I am not being smart or cocky, merely trying to learn, I hear all the time boxing cant be beat for defense, so I ask for some reasoning behind it.


----------



## jbt33 (Oct 31, 2006)

Like to add that along with boxing some good old clinching and wrestling with dirty tactics is being advised.

Makes me think in our reality on the streets these are the skills we use, basic animalistic techinques that are instictive and whenever I see sparring at ma schools I rarely have seen techniques used rather it always looks the same..basics punching, kicks, clinching and wrestling.

Got me thinking now.


----------



## bushidomartialarts (Oct 31, 2006)

boxing is good self defense, if a little limited in range.  

boxers used to be what mma guys are today.  their chief advantage was in how they trained:  they hit and got hit all the time, by a guy who meant to hit them, and they added to that serious cardiovascular exercise and some scary footwork.

it wasn't that boxing was better or worse than other options, it was that the culture of boxing produced tough, athletic fighters.

mma does that today.  boxing is still good, just not enjoying the popularity it once did.  if you went and took aikido (which could be called the opposite of mma), but trained as hard as a boxer or mma guy, you'd be enormously effective.

it's not what you train in.  it's how hard you train and who you train with.


----------



## Andrew Green (Oct 31, 2006)

Size doesn't matter anymore in boxing then it does in other arts.  In other words, it always matters.  Lots of skill can overcome it, but it still matters.  Boxers are just more honest about that 

Anyways, it's a great way to train, one of the best striking systems available IMO.


----------



## Rich Parsons (Oct 31, 2006)

jbt33 said:


> I am looking into some eastern martial arts and my grandfather said just learn the sweet science and forget all the asian stuff, lol.
> 
> My question is how is boxing effective for self defense, I mean it must rely on power and size, hence the weight classes, right?
> 
> ...



Boxing is great. (* I do not train it but know those that do *)

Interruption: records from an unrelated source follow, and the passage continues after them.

PR #2332, opened 2022-06-07
[feature] #2053: Add tests to 'private_blockchain'

### LINKED ISSUE #2053: Unit test the `private_blockchain` permissions validators
At present we don't have any unit tests for the `private_blockchain` use case. It would be important to include them in the test coverage of the integration tests.

pesterev:

### Description of the Change

I added tests for permissions related to account and some asset `queries` and also for permissions related to `register`. ~~But the `OnlyAccountsDomain` and `OnlyAccountsData` permissions need to be tested on many other queries.~~(will be in the next PRs) The tests are very different and it is very difficult to write a macro that would generate that tests.

- [x] register module
- [x] tests permissions with all account related and some asset related queries
- [x] tests permissions with other queries (resolved: will be in the next PRs)
- [x] weird impl `IsAllowed` for `ProhibitRegisterDomains`

### Issue
Partially resolves #2053

### Benefits

Improved coverage

### Possible Drawbacks

None

Using macros would reduce the number of tests, but the tests are too different.

Also we can just write tests only for queries with non-trivial logic.

### DIFF
--- a/permissions_validators/src/private_blockchain/mod.rs
+++ b/permissions_validators/src/private_blockchain/mod.rs
@@ -40,3 +40,625 @@ impl IsGrantAllowed for ProhibitGrant {
         Err("Granting at runtime is prohibited.".to_owned().into())
     }
 }
+
+#[cfg(test)]
+mod tests {
+    #![allow(clippy::restriction)]
+
+    use std::str::FromStr as _;
+
+    use super::*;
+
+    /// A test environment that contains test domains, accounts, and assets.
+    struct TestEnv {
+        /// Alice's Id that owns Gold and Bronze assets.
+        alice_id: AccountId,
+        /// Bob's Id that owns Silver asset.
+        bob_id: AccountId,
+        /// Carol's Id that owns Bronze asset.
+        carol_id: AccountId,
+        /// Gold asset's Id.
+        gold_asset_id: AssetId,
+        /// Gold asset definition's Id.
+        gold_asset_definition_id: AssetDefinitionId,
+        /// Silver asset's Id.
+        silver_asset_id: AssetId,
+        /// Silver asset definition's Id.
+        silver_asset_definition_id: AssetDefinitionId,
+        /// Bronze asset's Id.
+        bronze_asset_id: AssetId,
+        /// Bronze asset definition's Id.
+        bronze_asset_definition_id: AssetDefinitionId,
+        /// Wonderland is a domain that contains Alice and Bob
+        wonderland: (DomainId, Domain),
+        /// Denoland is a domain that contains Carol
+        denoland: (DomainId, Domain),
+        /// World state view contains wonderland and denoland domains.
+        wsv: WorldStateView,
+    }
+
+    impl TestEnv {
+        /// Creates a test environment
+        fn new() -> Self {
+            let alice_id = AccountId::from_str("alice@wonderland").expect("Valid");
+            let mut alice = Account::new(alice_id.clone(), []).build();
+
+            let gold_asset_definition_id =
+                AssetDefinitionId::from_str("gold#wonderland").expect("Valid");
+            let gold_asset_id = AssetId::new(gold_asset_definition_id.clone(), alice_id.clone());
+            let gold_asset = Asset::new(gold_asset_id.clone(), AssetValue::Quantity(100));
+
+            alice.add_asset(gold_asset);
+
+            let bob_id = AccountId::from_str("bob@wonderland").expect("Valid");
+            let mut bob = Account::new(bob_id.clone(), []).build();
+
+            let silver_asset_definition_id =
+                AssetDefinitionId::from_str("silver#wonderland").expect("Valid");
+            let silver_asset_id = AssetId::new(silver_asset_definition_id.clone(), bob_id.clone());
+            let silver_asset = Asset::new(silver_asset_id.clone(), AssetValue::Quantity(200));
+
+            bob.add_asset(silver_asset);
+
+            let carol_id = AccountId::from_str("carol@denoland").expect("Valid");
+            let mut carol = Account::new(carol_id.clone(), []).build();
+
+            let bronze_asset_definition_id =
+                AssetDefinitionId::from_str("bronze#denoland").expect("Valid");
+            let bronze_asset_id =
+                AssetId::new(bronze_asset_definition_id.clone(), carol_id.clone());
+            let bronze_asset = Asset::new(bronze_asset_id.clone(), AssetValue::Quantity(300));
+
+            carol.add_asset(bronze_asset.clone());
+
+            alice.add_asset(bronze_asset);
+
+            let wonderland_id = DomainId::from_str("wonderland").expect("Valid");
+            let mut wonderland = Domain::new(wonderland_id.clone()).build();
+
+            wonderland.add_account(alice);
+
+            wonderland.add_account(bob);
+
+            let denoland_id = DomainId::from_str("denoland").expect("Valid");
+            let mut denoland = Domain::new(denoland_id.clone()).build();
+
+            denoland.add_account(carol);
+
+            let wsv = WorldStateView::new(World::with(
+                [wonderland.clone(), denoland.clone()],
+                Vec::new(),
+            ));
+
+            Self {
+                alice_id,
+                bob_id,
+                carol_id,
+                gold_asset_id,
+                gold_asset_definition_id,
+                silver_asset_id,
+                silver_asset_definition_id,
+                bronze_asset_id,
+                bronze_asset_definition_id,
+                wonderland: (wonderland_id, wonderland),
+                denoland: (denoland_id, denoland),
+                wsv,
+            }
+        }
+    }
+
+    mod queries {
+        use super::*;
+
+        #[test]
+        fn find_all_accounts() {
+            let TestEnv {
+                alice_id,
+                bob_id,
+                carol_id,
+                wsv,
+                ..
+            } = TestEnv::new();
+
+            let op = QueryBox::FindAllAccounts(FindAllAccounts::new());
+
+            {
+                let only_accounts_domain: IsQueryAllowedBoxed = query::OnlyAccountsDomain.into();
+
+                assert!(only_accounts_domain.check(&alice_id, &op, &wsv).is_err());
+                assert!(only_accounts_domain.check(&bob_id, &op, &wsv).is_err());
+                assert!(only_accounts_domain.check(&carol_id, &op, &wsv).is_err());
+            }
+
+            {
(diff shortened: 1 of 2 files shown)


permissions_validators/src/private_blockchain/mod.rs
```diff
@@ -38,3 +38,421 @@ impl<W: WorldTrait> IsGrantAllowed<W> for ProhibitGrant {
...
+        let instruction = Instruction::Register(RegisterBox::new(Account::new(
+            "bob@test".parse().expect("Valid"),
+            [],
+        )));
+
+        let wsv = WorldStateView::<World>::new(World::new());
+
+        assert!(register::ProhibitRegisterDomains
+            .check(&alice_id, &instruction, &wsv)
+            .is_err());
```
pesterev, line 406: By the way, I don't understand why this is forbidden to register account with `ProhibitRegisterDomains` permission. Looks like a bug.

permissions_validators/src/private_blockchain/mod.rs
```diff
@@ -38,3 +38,421 @@ impl<W: WorldTrait> IsGrantAllowed<W> for ProhibitGrant {
...
+
+#[cfg(test)]
+mod tests {
+    #![allow(clippy::restriction)]
+
+    use std::str::FromStr as _;
+
+    use super::*;
+
+    type TestEnv = (
```
appetrosyan, line 50: Doesn't matter here, but this should be a `struct`. You can bind directly to names using Rust's pattern matching syntax.

permissions_validators/src/private_blockchain/mod.rs
appetrosyan: Maybe a good idea to ask in the chat.

permissions_validators/src/private_blockchain/mod.rs
```diff
@@ -38,3 +38,541 @@ impl<W: WorldTrait> IsGrantAllowed<W> for ProhibitGrant {
...
+            carol_id,
+            wsv,
+            ..
+        } = TestEnv::new();
+
+        let op = QueryBox::FindAllAccounts(FindAllAccounts::new());
+
+        {
+            let only_accounts_domain: IsQueryAllowedBoxed<World> = query::OnlyAccountsDomain.into();
+
```
appetrosyan, line 163: There should be a negative test-case (with `is_ok()`).

permissions_validators/src/private_blockchain/mod.rs
```diff
@@ -38,3 +38,541 @@ impl<W: WorldTrait> IsGrantAllowed<W> for ProhibitGrant {
...
+        silver_asset_definition_id: AssetDefinitionId,
+        bronze_asset_id: AssetId,
+        bronze_asset_definition_id: AssetDefinitionId,
+        first_domain: (DomainId, Domain),
+        second_domain: (DomainId, Domain),
+        wsv: WorldStateView<World>,
+    }
+
+    impl TestEnv {
+        fn new() -> Self {
```
appetrosyan, line 66: With rust 1.62, we should be able to turn this into a `const` function.

permissions_validators/src/private_blockchain/mod.rs
```diff
@@ -38,3 +38,541 @@ impl<W: WorldTrait> IsGrantAllowed<W> for ProhibitGrant {
...
+            // Second domain
+            let second_domain_id = DomainId::from_str("test1").expect("Valid");
+            let mut second_domain = Domain::new(second_domain_id.clone()).build();
+
+            // Second domain includes Carol
+            second_domain.add_account(carol);
+
+            let wsv = WorldStateView::<World>::new(World::with(
+                [first_domain.clone(), second_domain.clone()],
+                vec![],
```
appetrosyan, line 129: Style point: prefer `Vec::new()` for empty immutable vectors. This conveys to the reader that what you made empty is meant to remain empty.

permissions_validators/src/private_blockchain/mod.rs
```diff
@@ -38,3 +38,541 @@ impl<W: WorldTrait> IsGrantAllowed<W> for ProhibitGrant {
...
+        let op2 = QueryBox::FindAssetDefinitionById(FindAssetDefinitionById::new(
+            silver_asset_definition_id,
+        ));
+        let op3 = QueryBox::FindAssetDefinitionById(FindAssetDefinitionById::new(
+            bronze_asset_definition_id,
+        ));
+
+        {
+            let only_accounts_domain: IsQueryAllowedBoxed<World> = query::OnlyAccountsDomain.into();
+
```
appetrosyan, line 443: This is an example of a good assertion block. You need to be able to demonstrate when it works and when it doesn't.

permissions_validators/src/private_blockchain/mod.rs
```diff
@@ -38,3 +38,541 @@ impl<W: WorldTrait> IsGrantAllowed<W> for ProhibitGrant {
...
+            alice_id,
+            carol_id,
+            wsv,
+            gold_asset_id,
+            silver_asset_id,
+            bronze_asset_id,
+            ..
+        } = TestEnv::new();
+
+        let op1 = QueryBox::FindAssetById(FindAssetById::new(gold_asset_id));
```
appetrosyan, line 396: I'd give these operations more descriprtive names. e.g. `find_gold`, `find_bronze` etc.

permissions_validators/src/private_blockchain/mod.rs
appetrosyan: I'd remove the comments above blocks (but keep the grouping). Instead I'd add a doc-comment above the function, so people could hover and see both the assets, the domains and the relationships.

permissions_validators/src/private_blockchain/mod.rs
```diff
@@ -38,3 +38,541 @@ impl<W: WorldTrait> IsGrantAllowed<W> for ProhibitGrant {
...
+
+        let wsv = WorldStateView::<World>::new(World::new());
+
+        assert!(register::ProhibitRegisterDomains
+            .check(&alice_id, &instruction, &wsv)
+            .is_ok());
+    }
+
+    #[test]
+    fn granted_allowed_register_domains_success() {
```
appetrosyan, line 530: I'd combine the test cases. I'd also give them better names: this one for example is closer to 
`add_register_domains_permission_allows_registering_domain`. You're documenting an invariant, in this case that it A) isn't possible to register the domain without this permission, B) that it becomes possible after adding the permission, C) that it becomes impossible again when you revoke it. 

All three should be checked in a single test.

permissions_validators/src/private_blockchain/mod.rs
appetrosyan: Yes. const new for some types is going to be stabilised soon, so it should be possible to propagate those changes to here.

permissions_validators/src/private_blockchain/mod.rs
```diff
@@ -38,3 +38,633 @@ impl<W: WorldTrait> IsGrantAllowed<W> for ProhibitGrant {
...
+        // Wonderland is a domain that contains Alice and Bob
+        wonderland: (DomainId, Domain),
+        // Denoland is a domain that contains Carol
+        denoland: (DomainId, Domain),
+        // World state view contains wonderland and denoland domains.
+        wsv: WorldStateView<World>,
+    }
+
+    impl TestEnv {
+        fn new() -> Self {
```
appetrosyan, line 78: If you have time, please add doc comments, which explain who has which assets to this associated function, or to the struct (preferably both, preferably using `#[doc(include...]`.

appetrosyan (approved):

permissions_validators/src/private_blockchain/mod.rs
```diff
@@ -38,3 +38,633 @@ impl<W: WorldTrait> IsGrantAllowed<W> for ProhibitGrant {
...
+
+        #[test]
+        fn find_all_accounts() {
+            let TestEnv {
+                alice_id,
+                bob_id,
+                carol_id,
+                wsv,
+                ..
+            } = TestEnv::new();
```
Arjentix, line 157: Interesting idea

permissions_validators/src/private_blockchain/mod.rs
Arjentix: Why not to use another *query* to check `is_ok()` variant?

Arjentix: Oh I see, it tests queries, not validators

permissions_validators/src/private_blockchain/mod.rs
```diff
@@ -38,3 +38,633 @@ impl<W: WorldTrait> IsGrantAllowed<W> for ProhibitGrant {
...
+                    .check(&carol_id, &find_bronze, &wsv)
+                    .is_err());
+                assert!(only_accounts_data
+                    .check(&alice_id, &find_bronze, &wsv)
+                    .is_err());
+            }
+        }
+    }
+
+    mod revoke_and_grant {
```
Arjentix, line 585: I'd suggest to add more negative tests scenarios in this module tests.
I.e. `add_register_domains_permission_allows_registering_domain_with_right_token()` checks that Alice can register new domainsm, but doesn't check if anyone without permission token can do it too.

Arjentix (changes requested):

permissions_validators/src/private_blockchain/mod.rs
pesterev: Added

permissions_validators/src/private_blockchain/register.rs
```diff
@@ -20,14 +20,19 @@ impl<W: WorldTrait> IsAllowed<W, Instruction> for ProhibitRegisterDomains {
...
         } else {
             return Ok(());
         };
-        Err("Domain registration is prohibited.".to_owned())
+
+        if let Ok(RegistrableBox::Domain(_)) = register.object.evaluate(wsv, &Context::new()) {
+            Err("Domain registration is prohibited.".to_owned())
+        } else {
+            Ok(())
+        }
```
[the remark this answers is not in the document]
pesterev: Updated

permissions_validators/src/private_blockchain/mod.rs
pesterev: I couldn't think of anything better than describing relationships in the comments to the fields of `TestEnv` structure. Comments are prompted when you hover over the field. I wanted to use something like `mermaid` but `rustdoc` doesn't support it. Creating a separate markdown file is probably too much.

appetrosyan: Sounds good.

appetrosyan (approved):
Excellent!

appetrosyan (approved):

Arjentix (approved):

Arjentix (approved):

appetrosyan (approved):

It teaches timing and distancing and good basics and good movement. 

As to size, as others have stated, size will always make a difference. If tow people have the smae skill sets and fight the advantage will be to the one who is larger or has a better reach. Yet, if you use your training against others who are not trained, but still bad guys as they are atacking you then Boxing is just fine. 

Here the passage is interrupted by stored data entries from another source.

PR #3933, opened 2023-09-28
[fix] #3928: Make failing the wasm tests actually fail the CI

### LINKED ISSUE #3928: [BUG] failed wasm tests do not fail the CI
For some reason (maybe because of `webassembly_test`), failed tests do not make the CI fail, making it useless ([example of a job that should've failed](https://github.com/hyperledger/iroha/actions/runs/6308478359/job/17126693246))

DCNick3:
## Description

Add a new `iroha_wasm_test_runner` tool. It mostly duplicates the `webassembly-test-runner`, but actually returns a non-zero exit code if there are any test failures. As an added bonus 

This tool is expected to be installed on the developer's system with `cargo install`. It's not going to change often, so I don't think there's a risk of it going out-of-sync with the state of the repo.

Also fix the `evaluate_expression` test, which was never passing before due to a typo.

### Linked issue

Closes #3928 

### Benefits

- Actually makes the CI check that the wasm test

### Alternatives

An alternative would be to continue to use the upstream test runner when/if https://github.com/matklad/webassembly-test/pull/1 gets merged, but I wouldn't bet on it.

### Checklist

- [x] make sure CI passes

### DIFF
--- a/Dockerfile.build
+++ b/Dockerfile.build
@@ -23,7 +23,6 @@ RUN rustup component add llvm-tools-preview clippy
 RUN rustup component add rust-src
 RUN rustup component add rustfmt
 RUN rustup target add wasm32-unknown-unknown
-RUN cargo install webassembly-test-runner
 RUN cargo install cargo-llvm-cov
 
 # TODO: Figure out a way to pull in libgit2, which doesn't crash if this useless variable is gone.
--- a/tools/wasm_test_runner/src/main.rs
+++ b/tools/wasm_test_runner/src/main.rs
@@ -1,0 +1,82 @@
+//! A tool to run `WebAssembly` tests
+//!
+//! This copies functionality of `webassembly-test-runner`, but with an ability to indicate failure with an exit code.
+
+use std::process::ExitCode;
+
+use anyhow::{bail, Result};
+use wasmtime::{Engine, Instance, Module, Store};
+
+struct TestMeta<'a> {
+    name: &'a str,
+    ignore: bool,
+}
+
+fn main() -> Result<ExitCode> {
+    let argv0 = std::env::args().next().unwrap();
+
+    let file = match std::env::args().nth(1) {
+        Some(it) => it,
+        None => {
+            bail!("usage: {} tests.wasm", argv0);
+        }
+    };
+    // Modules can be compiled through either the text or binary format
+    let engine = Engine::default();
+    let module = Module::from_file(&engine, &file)?;
+    let mut tests = Vec::new();
+    for export in module.exports() {
+        if let Some(name) = export.name().strip_prefix("$webassembly-test$") {
+            let mut ignore = true;
+            let name = name.strip_prefix("ignore$").unwrap_or_else(|| {
+                ignore = false;
+                name
+            });
+            tests.push((export, TestMeta { name, ignore }));
+        }
+    }
+    let total = tests.len();
+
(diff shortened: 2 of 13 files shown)


mversic (dismissed):
I see you also opened a PR to `webassembly-test-runner` repo. Do you think we should use it when your fix is merged?

DCNick3:
Yeah, I think it's fine to use it when/if it'll get merged. But, AFAIK, matklad is not doing any rust stuff recently, so it might be a while.

DCNick3:
The `iroha_wasm::tests::execute_instruction` test fails when `CARGO_INCREMENTAL` is `0`, but passes when it's `1`. I am not sure how to even approach debugging this...

mversic:
@Arjentix can you help Nikita debug this?

Arjentix:
Will try

DCNick3:
I have some progress, but not much: it's probably a result of some unsoundness, or a compiler bug, as modifying the code (like inserting a call to a log function) can make the failure disappear. It also seems to occur in release regardless of whether the incremental compilation is used

DCNick3:
It's a double free caused by the confusion abt whether the function should take ownership.

While debugging this, I've added ad-hoc logging capabilities to the test runner. Not sure if this logger should stay. (It would allow us to move back to the upstream `webassembly-test-runner`, as my PR was merged)

DCNick3:
Made another PR to the upstream (for printing the backtrace for test failures). If it gets merged I'll get rid of the `iroha_wasm_test_runner`.

mversic:
> Removed the ad-hoc logging system & made another PR to the upstream (for printing the backtrace of test failures). If it gets merged I'll get rid of the `iroha_wasm_test_runner`.

ok, since this PR is unlikely to conflict with any of the current work we can wait a few days before merging

6r1d (dismissed):
LGTM, thanks for a detailed explanation, hopefully we can rebuild the image soon :-)

Dockerfile.build
```diff
@@ -12,7 +12,7 @@ RUN rustup component add llvm-tools-preview clippy
 RUN rustup component add rust-src
 RUN rustup component add rustfmt
 RUN rustup target add wasm32-unknown-unknown
-RUN cargo install webassembly-test-runner
+RUN cargo install --git https://github.com/matklad/webassembly-test.git webassembly-test-runner
```
mversic, line 15: could we request a new version of `webassembly-test-runner` to be released?

DCNick3:
Reverted to hosting the wasm runner tool in monorepo, as the upstream would still be effectively only maintained by us

mversic (approved):

tools/wasm_test_runner/src/main.rs
```diff
@@ -0,0 +1,82 @@
+//! A tool to run `WebAssembly` tests
+//!
+//! This copies functionality of `webassembly-test-runner`, but with an ability to indicate failure with an exit code.
+
+use std::process::ExitCode;
+
+use anyhow::{bail, Result};
```
pesterev, line 7: Have you considered to use `wasmtime::Result` and not to depend on `anyhow` in this case?

pesterev (approved):

tools/wasm_test_runner/src/main.rs
DCNick3: `wasmtime::Result` is pricesely the `anyhow::Result`, so I don't think it's beneficial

Some think one needs to be exposed to all ranges which includes weapons to ground fighting, but many arts are about history and preserving, not necessarily practical self-defense. Now can you take what is being taught and apply it? Yes you can, but one would need to find the right art and the right instructor to get what they want. So, what I recommend is look around and see what you think might be fun, for if it is not fun you most likely will not do it, and also find a place you think you can learn at. It coudl be the greatest place for someone else and just not make a connection for you. 

Good Luck


----------



## searcher (Oct 31, 2006)

Some of the hardest hitters I have evr sparred with were in the middle-weight classes.   With enough time and training you can become a good fighter.   The advantage that boxing has is that they have alimited number of techniques that a boxers master.   Developing punching power and hand speed with the ability to read and recognize what is coming is where boxing strength comes from.   At the very least it will give you a good base to stand on.


----------



## Hand Sword (Oct 31, 2006)

I would say take up Boxing, but, supplement with some of that "Asian stuff", to cover the bases.


----------



## Jonathan Randall (Oct 31, 2006)

Hand Sword said:


> I would say take up Boxing, but, supplement with some of that "Asian stuff", to cover the bases.


 
Great advice!

Boxing is a great base art. BTW, welcome to Martial Talk, jbt33!


----------



## Cruentus (Nov 1, 2006)

I'm with your grandfather on that one. Not other "asian" stuff isn't useful, but basic boxing and wrestling skills are great ways to build your fundamentals.


----------



## MJS (Nov 1, 2006)

jbt33 said:


> I am looking into some eastern martial arts and my grandfather said just learn the sweet science and forget all the asian stuff, lol.
> 
> My question is how is boxing effective for self defense, I mean it must rely on power and size, hence the weight classes, right?
> 
> ...


 
Boxing can certainly give you some great fundamentals!  You'll learn defense, offense, footwork, bobbing, weaving, and some great strikes.  However, thats pretty much the extent of it.  If you're looking to be more well rounded, I'd suggest taking a look at some arts that address some other areas of SD as well. 

Mike


----------



## Brian R. VanCise (Nov 1, 2006)

Boxing is great and I would encourage you to study it.  However it is limited so get some training in other areas.  Good luck.


----------



## ajs1976 (Nov 1, 2006)

I take Taekwondo and I have taken some boxing classes.  I would like to do more boxing, but it doesn't work into my schedule right now.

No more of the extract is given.